Collected data entries:
⁂
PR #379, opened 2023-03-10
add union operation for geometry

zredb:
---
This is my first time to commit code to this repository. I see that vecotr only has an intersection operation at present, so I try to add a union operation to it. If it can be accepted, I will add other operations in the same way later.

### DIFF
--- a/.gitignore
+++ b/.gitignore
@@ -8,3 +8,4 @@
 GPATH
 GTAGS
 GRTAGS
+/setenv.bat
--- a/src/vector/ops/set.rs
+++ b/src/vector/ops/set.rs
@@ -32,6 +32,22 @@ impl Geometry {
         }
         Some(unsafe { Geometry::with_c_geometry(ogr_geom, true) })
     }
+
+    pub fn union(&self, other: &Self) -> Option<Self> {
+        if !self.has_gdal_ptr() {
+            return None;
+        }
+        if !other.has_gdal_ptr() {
⁂
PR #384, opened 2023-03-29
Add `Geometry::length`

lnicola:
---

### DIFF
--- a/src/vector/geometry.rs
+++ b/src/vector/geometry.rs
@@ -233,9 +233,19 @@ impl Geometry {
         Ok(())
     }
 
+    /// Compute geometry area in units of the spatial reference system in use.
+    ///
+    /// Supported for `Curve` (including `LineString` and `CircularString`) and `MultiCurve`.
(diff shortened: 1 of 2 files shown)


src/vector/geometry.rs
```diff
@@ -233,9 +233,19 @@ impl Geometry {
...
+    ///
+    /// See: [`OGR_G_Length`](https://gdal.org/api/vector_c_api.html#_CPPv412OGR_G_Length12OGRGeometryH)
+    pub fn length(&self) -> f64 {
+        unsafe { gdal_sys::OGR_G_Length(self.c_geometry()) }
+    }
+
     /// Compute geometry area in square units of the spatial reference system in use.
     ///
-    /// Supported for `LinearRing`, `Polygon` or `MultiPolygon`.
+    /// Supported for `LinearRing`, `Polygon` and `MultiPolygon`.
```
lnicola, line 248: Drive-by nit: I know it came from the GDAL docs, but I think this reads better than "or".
⁂
TASK REQUIREMENTS:
The required output is every line above that contains the string "Supported".

SOLUTION TO THIS PROBLEM:
+    /// Supported for `Curve` (including `LineString` and `CircularString`) and `MultiCurve`.
-    /// Supported for `LinearRing`, `Polygon` or `MultiPolygon`.
+    /// Supported for `LinearRing`, `Polygon` and `MultiPolygon`.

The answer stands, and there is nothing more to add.